$800 to die

An interview with Gianfranco Rosi, winner of the Berlin Film Festival’s Golden Bear for ‘Fire at Sea.’

‘Fire at Sea’ documentary (photo credit: Courtesy)
‘Fire at Sea’ documentary
(photo credit: Courtesy)
If there is a single issue that has become central in the news in the last year, it is the millions of migrants fleeing from Islamic State in Syria and Iraq, as well as from other conflicts and poverty in Africa, and landing in Europe – or dying as they try to.
This issue was very much a part of the recently concluded Berlinale, the 66th Berlin International Film Festival, and the winner of the Golden Bear, the festival’s highest award, was Gianfranco Rosi’s Fire at Sea (Fuocoammare), a documentary about the residents of the tiny Sicilian island of Lampedusa, and the migrants who arrive there by boat.
The island is only 20 sq.km. and has a population of just 6,000, but for hundreds of thousands of migrants, it is their first stop in Europe.
The movie, which takes an intimate and engaging approach to a monumental subject, juxtaposes the life of one boy and his family from Lampedusa with the migrants who arrive on an almost daily basis. It also follows a doctor who works with the migrants, and the crews who meet the boats and cope with the influx. These crews nearly always discover that some migrants are dead, some dying and that many have serious injuries and health problems.
Fire at Sea “goes to the heart of what the Berlinale is about,” said three-time Oscar winner Meryl Streep, who headed the seven-member jury that chose the winners in the main competition. Fire at Sea also won the Prize of the Ecumenical Jury and the Amnesty International film prize.
Accepting the award, Rosi said, “My deepest thought goes to those that never made it on their journey of hope.”

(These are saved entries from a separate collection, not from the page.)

PR #325, opened 2018-12-28
Use non-toolkit-specific Timer class

### LINKED ISSUE #324: HoverTool broken with Pyface master
In enthought/pyface#340, the toolkit-specific `timer.timer.Timer` classes were removed, making https://github.com/enthought/enable/blob/6008c7e204741e6833fe6b760b056ae4c0a7f058/enable/tools/hover_tool.py#L152-L153 fail with a `NotImplementedError`.

```
$ ETS_TOOLKIT=qt4; QT_API=pyqt; python -c "from pyface.toolkit import toolkit_object; klass = toolkit_object('timer.timer:Timer'); klass()"
  File "/Users/skern/src/pyface/build/lib/pyface/base_toolkit.py", line 178, in __init__
    raise NotImplementedError(msg % (toolkit, package, name))
NotImplementedError: the qt4 pyface.ui.qt4 backend doesn't implement timer.timer:Timer
```

stevenjkern:
Closes #324

I still need to write some tests for this tool, so that will take a few days at the least.

### DIFF
--- a/enable/tools/hover_tool.py
+++ b/enable/tools/hover_tool.py
@@ -1,3 +1,6 @@
+# (C) Copyright 2008-2019 Enthought, Inc., Austin, TX
+# All rights reserved.
+
 """
 Tool to detect when the user hovers over a specific part of an underlying
 components.
@@ -9,7 +12,8 @@ from __future__ import absolute_import
 from enable.base_tool import BaseTool
 from traits.api import Any, Callable, Enum, Float, Int
 from traits.etsconfig.api import ETSConfig
-from pyface.timer.api import Timer
+from pyface.timer.api import DoLaterTimer
+
 
 # Define a toolkit-specific function for determining the global mouse position
 if ETSConfig.toolkit == 'wx':
@@ -103,15 +107,11 @@ class HoverTool(BaseTool):
             # update xy and restart the timer
             self._start_xy = GetGlobalMousePosition()
             self.restart_hover_timer(event)
-        else:
-            if self._timer:
-                self._timer.Stop()
 
     def restart_hover_timer(self, event):
         if self._timer is None:
             self._create_timer(event)
-        else:
-            self._timer.Start()
+        self._timer.start()
 
     def on_timer(self):
         position = GetGlobalMousePosition()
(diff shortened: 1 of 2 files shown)


corranwebster:
Fix LGTM.

The backend specific code for getting the global mouse position would be much better if it were in `enable.qt.*` and `enable.wx.*` or even better somewhere like `pyface.gui` but that's beyond the scope of this PR.

enable/tools/hover_tool.py
```diff
@@ -149,5 +149,4 @@ def _is_in(self, x, y):
             return any((t, b, r, l))
 
     def _create_timer(self, event):
-        klass = toolkit_object("timer.timer:Timer")
-        self._timer = klass(self.hover_delay, self.on_timer)
+        self._timer = Timer(self.hover_delay, self.on_timer)
```
corranwebster: Actually, on second thoughts,
```suggestion
        self._timer = do_after(self.on_timer, self.hover_delay)
```
is probably slightly preferable (see https://github.com/enthought/pyface/blob/master/pyface/timer/do_later.py#L45), and should work across new and old versions of Pyface timers.

If you do this, you will need to remove the call to `self._timer.Stop()` in `on_timer`

enable/tools/hover_tool.py
```diff
@@ -7,9 +7,9 @@
 
 # Enthought library imports
 from enable.base_tool import BaseTool
-from traits.etsconfig.api import ETSConfig
-from pyface.toolkit import toolkit_object
 from traits.api import Any, Callable, Enum, Float, Int
+from traits.etsconfig.api import ETSConfig
+from pyface.timer.api import Timer
```
corranwebster: And this would become:
```suggestion
from pyface.timer.api import do_after
```

enable/tools/hover_tool.py
stevenjkern: Thanks for all of this guidance, @corranwebster. Unfortunately, the direct replacement with `do_after` didn't work quite as hoped, since the [old version of `do_after`](https://github.com/enthought/pyface/blob/14c26736ebc3e245cd8e6d469d995d8265873f81/pyface/timer/do_later.py#L33-L45) didn't actually return the timer instance, so `self._timer` stayed `None`.

I think it's probably safe to remove the `_timer` attribute entirely and create a new timer on each hover event, but I wasn't sure, so I opted on the side of changing as little as possible and set `self._timer` to be a `DoLaterTimer` instance.

I have a few more test cases I'd like to add to flesh out the coverage on the conditionals.

stevenjkern:
Alright, I feel a lot better about this now. I've increased test coverage to cover just about everything on the tool, including identifying and fixing a bug fix with a hover in the lower-right corner not being picked up (confusion in naming between `"l"` meaning either "lower" or "left"). I think this is ready for another look if you have any bandwidth, @corranwebster.

stevenjkern:
I think I finally have all of my troubles with this PR worked out. @corranwebster, if you have any time available, could you give this another review?

corranwebster:
LGTM

PR #515, opened 2020-12-24
Remove quartz CGGLContext

### LINKED ISSUE #514: Remove CGGLContext from Quartz backend
This relies on the Quartz `CGGLContext` which was deprecated in OS X 10.6 has not been available since OS X 10.10.  On recent XCode versions this prevents the Quartz backend from building.

This will also require removal of the appropriate .pxi definitions.

corranwebster:
Fixes #514.  Requires #513 since CI won't get to this point without that change.

### DIFF
--- a/.travis.yml
+++ b/.travis.yml
@@ -37,9 +37,8 @@ env:
 
 matrix:
   include:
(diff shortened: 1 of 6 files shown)


jwiggins (approved):
LGTM

PR #518, opened 2020-12-30
Add module docstrings to kiva and enable api modules

rahulporuri:
This PR adds module docstrings to `enable.api` and `kiva.api`, in an effort to improve the api documentation of kiva and enable.

### DIFF
--- a/enable/api.py
+++ b/enable/api.py
@@ -138,13 +138,6 @@ Enable Widgets
 ==============
 
 - :class:`~.AbstractWindow`
-- :class:`~.NativeScrollBar`
-- :class:`~.Compass`
-- :class:`~.Scrolled`
-- :class:`~.Slider`
-- :class:`~.TextFieldStyle`
-- :class:`~.TextField`
-- :class:`~.TextFieldGrid`
 - :class:`~.Viewport`
 - :class:`~.Window`
 
--- a/enable/api.py
+++ b/enable/api.py
@@ -1,6 +1,161 @@
 """ Enable is an interactive graphical component framework built on top of Kiva.
 
 See https://www.enthought.com/enthought/wiki/EnableProject
+
+Enable Base
+===========
+
+- :class:`~.IDroppedOnHandler`
+- :func:`~.str_to_font`
+- :func:`~.intersect_bounds`
+
+Constants
+---------
+- :attr:`~.TOP`
+- :attr:`~.VCENTER`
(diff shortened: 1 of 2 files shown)


kiva/api.py
```diff
@@ -1,3 +1,142 @@
...
+- :func:`~.trs_factor`
+- :func:`~.transform_point`
+- :func:`~.transform_points`
+
+Constants
+---------
+
+- :attr:`~.IDENTITY` - represents the :func:`~.affine_identity` matrix.
+
+Drawing Utilities
```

Dedicating his award to the people of Lampedusa, he praised the humanity they have shown to the refugees arriving there.
Following the premiere of Fire at Sea, but before the announcement of the festival winners, Rosi was interviewed in a lounge at the Berlin Palast, the main theater of the festival.
“For the past 20 years, Italy has been on the front lines in immigration,” said Rosi, whose previous film, Sacra GRA, about the ring road that surrounds Rome, was the first documentary to win the Golden Lion at the Venice Film Festival.
“What is a paradox and what now kind of, a little bit, makes me laugh is that much of Europe is discovering immigration in the last three to four months. Everybody talks about migrants. Europe always said, ‘That’s your problem.’ And now for the first time, Europe seems to have discovered that there is a world that is moving, people escaping from something.”
But Rosi is more comfortable talking about his film than the politics behind it.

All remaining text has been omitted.